A faithful copy of the whole listing is the goal. Match it exactly.

::::

Issue #1125, opened 2015-04-16
Stop request is not properly handled if @AfterClass throws exception


ghost:
Consider the following code example:

```
@RunWith(Suite.class)
@Suite.SuiteClasses({Example1.class, Example2.class})
public class SuiteExample {
}

@FixMethodOrder(MethodSorters.NAME_ASCENDING)
public class Example1 {
    @Test
    public void test1() throws InterruptedException {
        Thread.sleep(5000);
    }

    @Test
    public void test2() {}

    @AfterClass
    public static void afterClass() {
        throw new RuntimeException("Exception");
    }
}


public class Example2 {
    @BeforeClass
    public static void beforeClass() {
        System.out.println("This is not expected to be invoked");
    }

    @Test
    public void test() {}

    @AfterClass
    public static void afterClass() throws IOException {
        System.out.println("This is not expected to be invoked");
    }
}
```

::::

EXERCISE SOLUTION |
Issue #1125, opened 2015-04-16
Stop request is not properly handled if @AfterClass throws exception


ghost:
Consider the following code example:

```
@RunWith(Suite.class)
@Suite.SuiteClasses({Example1.class, Example2.class})
public class SuiteExample {
}

@FixMethodOrder(MethodSorters.NAME_ASCENDING)
public class Example1 {
    @Test
    public void test1() throws InterruptedException {
        Thread.sleep(5000);
    }

    @Test
    public void test2() {}

    @AfterClass
    public static void afterClass() {
        throw new RuntimeException("Exception");
    }
}


public class Example2 {
    @BeforeClass
    public static void beforeClass() {
        System.out.println("This is not expected to be invoked");
    }

    @Test
    public void test() {}

    @AfterClass
    public static void afterClass() throws IOException {
        System.out.println("This is not expected to be invoked");
    }
}
```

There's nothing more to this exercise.